Functions

Algebra Level 5

$\begin{cases} f_1(x)=x \\ f_2(x)=1-x \\ f_3(x)=\frac 1x \\ f_4(x)=\frac x{x-1} \\ f_5(x)=1-\frac 1x \\ f_6(x)=\frac 1{1-x} \end{cases}$

Here we define 6 functions as shown above.

$(\{f_1,f_2,...,f_6\},\circ)$ , where $\circ$ being the function composition , defines a group.

This group is isomorphic to $\text{\_\_\_\_\_\_\_\_\_\_}$ .

Symmetry group:

S_3

Product of Cyclic groups:

\mathbb Z_2 \times \mathbb Z_3

2 solutions

Otto Bretscher
Mar 19, 2016

$f_3(f_2(x))=\frac{1}{1-x}=f_6(x)$ and $f_2(f_3(x))=1-\frac{1}{x}=f_5(x)$ . This group is isomorphic to $S_3$ , the only non-Abelian group of order 6.

Moderator note:

For groups of small orders, due to the limited number of them, they can be easily classified by their actions on certain generators.

Wow! Your solution is more concise than mine.

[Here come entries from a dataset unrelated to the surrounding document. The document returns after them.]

PR #1084, opened 2026-03-26
Make Node version configurable, like PHP.

rasben:
We will soon need to upgrade node.
This will require a two-step phase, as webmaster sites will run on a prior version than other sites.

### DIFF
--- a/infrastructure/dpladm/bin/sync-site.sh
+++ b/infrastructure/dpladm/bin/sync-site.sh
@@ -277,5 +277,5 @@ set -o errexit
 syncEnvRepo "${SITE}" "${releaseTag}" "${BRANCH}" "${siteImageRepository}" "${siteReleaseImageName}" "${autogenerateRoutes}" "${primaryDomain}" "${secondaryDomains}" "${diskSize}" "${phpVersionMain}" "${nodeVersion}" "${primaryGoSubDomain}" "${secondaryGoSubDomains}" "${goRelease}"
 
 if [ "${plan}" = "webmaster" ] && [ "${BRANCH}" = "main" ]; then
-    syncEnvRepo "${SITE}" "${wmReleaseTag}" "moduletest" "${siteImageRepository}" "${siteReleaseImageName}" "${autogenerateRoutes}" "${primaryDomain}" "${secondaryDomains}" "${diskSize}" "${phpVersionModuletest}" "${nodeVersion}"
+    syncEnvRepo "${SITE}" "${wmReleaseTag}" "moduletest" "${siteImageRepository}" "${siteReleaseImageName}" "${autogenerateRoutes}" "${primaryDomain}" "${secondaryDomains}" "${diskSize}" "${phpVersionModuletest}"
 fi
--- a/infrastructure/dpladm/bin/sync-site.sh
+++ b/infrastructure/dpladm/bin/sync-site.sh
@@ -157,21 +157,15 @@ function getPhpVersion {
 }
 
 function getNodeVersion {
-    local branchNodeVersion nodeVersion
+    local nodeVersion
 
-    branchNodeVersion=$(yq eval ".sites.${1}.${2}-node-version" "${3}")
-    if [[ -n "${branchNodeVersion}" && "${branchNodeVersion}" != "null" ]]; then
-        echo "${branchNodeVersion}"
-        return
-    fi
-
-    nodeVersion=$(yq eval ".sites.${1}.node-version" "${3}")
+    nodeVersion=$(yq eval ".sites.${1}.node-version" "${2}")
     if [[ -n "${nodeVersion}" && "${nodeVersion}" != "null" ]]; then
         echo "${nodeVersion}"
         return
     fi
 
-    echo "Error: Neither specific or general node-version is defined for environment ${2}"
+    echo "Error: node-version is not defined"
     exit 1
 }
 
@@ -275,15 +269,13 @@ phpVersionMain=$(getPhpVersion "${SITE}" "main" "${SITES_CONFIG}")
 failOnErr $? "${phpVersionMain}"
 phpVersionModuletest=$(getPhpVersion "${SITE}" "moduletest" "${SITES_CONFIG}")
 failOnErr $? "${phpVersionModuletest}"
-nodeVersionMain=$(getNodeVersion "${SITE}" "main" "${SITES_CONFIG}")
-failOnErr $? "${nodeVersionMain}"
-nodeVersionModuletest=$(getNodeVersion "${SITE}" "moduletest" "${SITES_CONFIG}")
-failOnErr $? "${nodeVersionModuletest}"
+nodeVersion=$(getNodeVersion "${SITE}" "${SITES_CONFIG}")
+failOnErr $? "${nodeVersion}"
 set -o errexit
 
 # Synchronise the sites environment repository.
-syncEnvRepo "${SITE}" "${releaseTag}" "${BRANCH}" "${siteImageRepository}" "${siteReleaseImageName}" "${autogenerateRoutes}" "${primaryDomain}" "${secondaryDomains}" "${diskSize}" "${phpVersionMain}" "${nodeVersionMain}" "${primaryGoSubDomain}" "${secondaryGoSubDomains}" "${goRelease}"
+syncEnvRepo "${SITE}" "${releaseTag}" "${BRANCH}" "${siteImageRepository}" "${siteReleaseImageName}" "${autogenerateRoutes}" "${primaryDomain}" "${secondaryDomains}" "${diskSize}" "${phpVersionMain}" "${nodeVersion}" "${primaryGoSubDomain}" "${secondaryGoSubDomains}" "${goRelease}"
 
 if [ "${plan}" = "webmaster" ] && [ "${BRANCH}" = "main" ]; then
-    syncEnvRepo "${SITE}" "${wmReleaseTag}" "moduletest" "${siteImageRepository}" "${siteReleaseImageName}" "${autogenerateRoutes}" "${primaryDomain}" "${secondaryDomains}" "${diskSize}" "${phpVersionModuletest}" "${nodeVersionModuletest}"
+    syncEnvRepo "${SITE}" "${wmReleaseTag}" "moduletest" "${siteImageRepository}" "${siteReleaseImageName}" "${autogenerateRoutes}" "${primaryDomain}" "${secondaryDomains}" "${diskSize}" "${phpVersionModuletest}" "${nodeVersion}"
 fi
--- a/infrastructure/dpladm/bin/sync-site.sh
+++ b/infrastructure/dpladm/bin/sync-site.sh
@@ -156,6 +156,25 @@ function getPhpVersion {
     exit 1
 }
 
+function getNodeVersion {
+    local branchNodeVersion nodeVersion
+
+    branchNodeVersion=$(yq eval ".sites.${1}.${2}-node-version" "${3}")
+    if [[ -n "${branchNodeVersion}" && "${branchNodeVersion}" != "null" ]]; then
+        echo "${branchNodeVersion}"
+        return
+    fi
+
+    nodeVersion=$(yq eval ".sites.${1}.node-version" "${3}")
+    if [[ -n "${nodeVersion}" && "${nodeVersion}" != "null" ]]; then
+        echo "${nodeVersion}"
+        return
+    fi
+
+    echo "Error: Neither specific or general node-version is defined for environment ${2}"
+    exit 1
+}
+
 function calculatePrimaryGoSubdomain {
     local hasGo=$(getGoRelease "${1}" "${2}")
     if [[ "${hasGo}" = "" ]]; then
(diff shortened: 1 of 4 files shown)


kasperg (approved):
:+1: LGTM

infrastructure/dpladm/bin/sync-site.sh
```diff
@@ -256,11 +275,15 @@ phpVersionMain=$(getPhpVersion "${SITE}" "main" "${SITES_CONFIG}")
...
+failOnErr $? "${nodeVersionModuletest}"
 set -o errexit
 
 # Synchronise the sites environment repository.
-syncEnvRepo "${SITE}" "${releaseTag}" "${BRANCH}" "${siteImageRepository}" "${siteReleaseImageName}" "${autogenerateRoutes}" "${primaryDomain}" "${secondaryDomains}" "${diskSize}" "${phpVersionMain}" "${primaryGoSubDomain}" "${secondaryGoSubDomains}" "${goRelease}"
+syncEnvRepo "${SITE}" "${releaseTag}" "${BRANCH}" "${siteImageRepository}" "${siteReleaseImageName}" "${autogenerateRoutes}" "${primaryDomain}" "${secondaryDomains}" "${diskSize}" "${phpVersionMain}" "${nodeVersionMain}" "${primaryGoSubDomain}" "${secondaryGoSubDomains}" "${goRelease}"
 
 if [ "${plan}" = "webmaster" ] && [ "${BRANCH}" = "main" ]; then
-    syncEnvRepo "${SITE}" "${wmReleaseTag}" "moduletest" "${siteImageRepository}" "${siteReleaseImageName}" "${autogenerateRoutes}" "${primaryDomain}" "${secondaryDomains}" "${diskSize}" "${phpVersionModuletest}"
+    syncEnvRepo "${SITE}" "${wmReleaseTag}" "moduletest" "${siteImageRepository}" "${siteReleaseImageName}" "${autogenerateRoutes}" "${primaryDomain}" "${secondaryDomains}" "${diskSize}" "${phpVersionModuletest}" "${nodeVersionMain}"
```
ITViking: shouldn't this be `nodeVersionModuletest`?

infrastructure/dpladm/bin/sync-site.sh
```diff
@@ -156,6 +156,25 @@ function getPhpVersion {
     exit 1
 }
 
+function getNodeVersion {
+    local branchNodeVersion nodeVersion
+
+    branchNodeVersion=$(yq eval ".sites.${1}.${2}-node-version" "${3}")
```
ITViking: Are we going to to use this? It is not used currently in `getPhpVersion`?

infrastructure/dpladm/env-repo-template/standard/lagoon/node.dockerfile
```diff
@@ -15,7 +15,7 @@ ENV NEXT_TELEMETRY_DISABLED=1
 RUN yarn run build
 
 # Production image, copy all the files and run next
-FROM uselagoon/node-20:latest AS runner
+FROM uselagoon/node-${NODE_VERSION}:latest AS runner
```
ITViking: we should peg the tag and not run with `latest`. Take whatever version you have tested it with now, and peg it to that.

infrastructure/environments/dplplat01/sites.yaml
```diff
@@ -5,6 +5,7 @@ x-defaults: &default-release-image-source
   dpl-cms-release: 2026.13.0
   go-release: 2026.13.0
   php-version: 8.3
+  node-version: 20
```
ITViking, line 8: we should also test the `main` and `moduletest` version of this, if we are keeping that

ITViking (commented):
I have some comments for you to consider.

infrastructure/dpladm/bin/sync-site.sh
rasben: So right - fixed.

infrastructure/dpladm/bin/sync-site.sh
rasben: I'll be honest: I mostly just copied the getPhpVersion function, and tweaked it to match Node.


I'm not sure if this line is actually needed or not - but, if it's a functionality that is "expected" to work with PHP, it should also work with Node.

infrastructure/environments/dplplat01/sites.yaml
rasben: Added

rasben: ..I think? What do you mean by `main`? I've added `moduletest-node-version: 20`

infrastructure/dpladm/env-repo-template/standard/lagoon/node.dockerfile
rasben: Why? We already use `:latest` in the existing code

infrastructure/dpladm/bin/sync-site.sh
rasben: Maybe @kasperg has some input?

kasperg: @ITViking  I am not sure I understand the question.

We need this feature to support different versions of node between environments e.g. Node 20 on `main`(or by default) but Node 24 on `moduletest`.

We will not have branch-specific versions of Node (or PHP) all the time but there are transition periods where they will differ. This is needed to support this.

To demonstrate that this works @rasben added both `node-version: 20` and `moduletest-node-version: 20`. Just like we did for PHP i https://github.com/danskernesdigitalebibliotek/dpl-platform/pull/871/changes/9ce98c52ebc51ceddfba2fd538211f9fcca34023#diff-a1c41471b3b069753fb16e14837f27737f2ba59ba712b1078c55bfd28905407f.

infrastructure/dpladm/env-repo-template/standard/lagoon/node.dockerfile
kasperg: @ITViking I see where you are coming from but I agree with @rasben here. I think pegging of the Node version is outside the scope of this PR. 

If we want to introduce pegging of images we should consider:

#### LAGOON_IMAGES_RELEASE_TAG
We have the [`LAGOON_IMAGES_RELEASE_TAG`](https://github.com/danskernesdigitalebibliotek/dpl-platform/blob/main/infrastructure/dpladm/bin/dpladm-shared.source#L5) [which is used for our PHP images](https://github.com/danskernesdigitalebibliotek/dpl-platform/blob/main/infrastructure/dpladm/env-repo-template/standard/lagoon/cli.dockerfile). It would be consistent to use this approach for Node as well.

It is worth noting that there is no `24.1.0` tag for [the `node-24` image](https://hub.docker.com/r/uselagoon/node-24/tags) - because [Node 24 was not released then](https://nodejs.org/en/about/previous-releases).

With that in mind I think the proper change here would be to:

1. Bump `LAGOON_IMAGES_RELEASE_TAG` to `26.3.0` (effectively `latest`)
2. Update `node.dockerfile` to use `LAGOON_IMAGES_RELEASE_TAG`
3. Update our release plan to include updating `LAGOON_IMAGES_RELEASE_TAG`

Alternately: Change `LAGOON_IMAGES_RELEASE_TAG` to `latest` keeping in mind that the key software we are interested in (Node, PHP etc.) is pegged to a major version through the image name.

#### Using `latest` for services
We are also tracking `latest` with [a bunch of services](https://github.com/danskernesdigitalebibliotek/dpl-platform/blob/main/infrastructure/dpladm/env-repo-template/standard/docker-compose.base-services.yml). Does this matter?

infrastructure/environments/dplplat01/sites.yaml
kasperg: As I see it this is not necessary. Branch specific versions are only necessary in situations where the two differ. I think it is preferable to only use the generic version `node-version` when that is node the case. That is also what we do for `php-version`.

The proces is:

1. A new release requires a new version of Node (or PHP)
2. Default sites get the new version of Node with the new release of Go on the production site by updating `node-version` at the same time as `go-release` in `x-defaults`.
3. Webmaster sites get the new version of Node *only on their moduletest site* by setting `moduletest-node-version`.
4. Once the webmaster sites get the newest release of Go on their production site, `node-version` is updated to the same value as `moduletest-node-version`. `moduletest-node-version` is then deleted.

infrastructure/dpladm/env-repo-template/standard/lagoon/node.dockerfile
ITViking: @rasben to answer your question: Running with latest is a risk and you guys having a release plan ready to go presents a good opertunity to make this improvement now. 
I do however buy into @kasperg argument of it being outside of scope for this task. 
The change plan is good @kasperg :+1:

infrastructure/dpladm/bin/sync-site.sh
ITViking: We don't have any moduletest GO sites so it's not needed. Just ran the test and looked it through to see what changes were made.

infrastructure/dpladm/env-repo-template/standard/lagoon/node.dockerfile
ITViking: @rasben to answer: There's a risk of getting a bad image in the mix when running with latest and since you guys have a change plan ready, this presented an oppertune moment to make the change. 

@kasperg I agree with your assessment and your plan for a future change.

infrastructure/environments/dplplat01/sites.yaml
ITViking: See my answer to the first code comment.

infrastructure/dpladm/env-repo-template/standard/lagoon/node.dockerfile
kasperg: @ITViking I have prepared the first step of this plan here: 4ee23de3ff3c769dafd23b9e483f494ea1be2150. Then we are not chasing `latest`.

I suggest that we follow up with a general bump of `LAGOON_IMAGES_RELEASE_TAG` to `26.3.0` (or `latest` depending on your preference) and an update to `node.dockerfile` in a later PR. Perhaps even as a part of a separate release.

infrastructure/dpladm/bin/sync-site.sh
kasperg: With comment in https://github.com/danskernesdigitalebibliotek/dpl-platform/pull/1084#discussion_r3074887355 in mind this change is obsolete and the conversation can be resolved.

infrastructure/environments/dplplat01/sites.yaml
kasperg: With comment in https://github.com/danskernesdigitalebibliotek/dpl-platform/pull/1084#discussion_r3074887355 in mind this change is obsolete and the conversation can be resolved.

infrastructure/dpladm/bin/sync-site.sh
```diff
@@ -275,15 +269,13 @@ phpVersionMain=$(getPhpVersion "${SITE}" "main" "${SITES_CONFIG}")
...
 set -o errexit
 
 # Synchronise the sites environment repository.
-syncEnvRepo "${SITE}" "${releaseTag}" "${BRANCH}" "${siteImageRepository}" "${siteReleaseImageName}" "${autogenerateRoutes}" "${primaryDomain}" "${secondaryDomains}" "${diskSize}" "${phpVersionMain}" "${nodeVersionMain}" "${primaryGoSubDomain}" "${secondaryGoSubDomains}" "${goRelease}"
+syncEnvRepo "${SITE}" "${releaseTag}" "${BRANCH}" "${siteImageRepository}" "${siteReleaseImageName}" "${autogenerateRoutes}" "${primaryDomain}" "${secondaryDomains}" "${diskSize}" "${phpVersionMain}" "${nodeVersion}" "${primaryGoSubDomain}" "${secondaryGoSubDomains}" "${goRelease}"
 
 if [ "${plan}" = "webmaster" ] && [ "${BRANCH}" = "main" ]; then
-    syncEnvRepo "${SITE}" "${wmReleaseTag}" "moduletest" "${siteImageRepository}" "${siteReleaseImageName}" "${autogenerateRoutes}" "${primaryDomain}" "${secondaryDomains}" "${diskSize}" "${phpVersionModuletest}" "${nodeVersionModuletest}"
+    syncEnvRepo "${SITE}" "${wmReleaseTag}" "moduletest" "${siteImageRepository}" "${siteReleaseImageName}" "${autogenerateRoutes}" "${primaryDomain}" "${secondaryDomains}" "${diskSize}" "${phpVersionModuletest}" "${nodeVersion}"
```
ITViking: I believe we wont need this one either as this is the line that will make a synchronization against the `moduletest` branch.

infrastructure/dpladm/env-repo-template/standard/lagoon/node.dockerfile
ITViking: @kasperg nice work and good plan. I had one [correction](https://github.com/danskernesdigitalebibliotek/dpl-platform/pull/1084#discussion_r3077515571) and then this should be releasable :+1:

infrastructure/dpladm/bin/sync-site.sh
kasperg: @ITViking OK. I have removed it.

展豪張 - 5 years, 2 months ago

展豪張
Mar 18, 2016

The answer is $S_3$ .

First, there are only two different groups up to isomorphism, namely $S_3$ and $\mathbb Z_6$ . $\mathbb Z_2\times\mathbb Z_3$ is isomorphic to $\mathbb Z_6$ .

There are several ways to observe it is $S_3$ but not $\mathbb Z_6$ .

First way is to check the power of each element. It is $1,2,2,2,3,3$ respectively, which is same as $S_3$ . For $\mathbb Z_6$ it should be $1,2,3,3,6,6$ .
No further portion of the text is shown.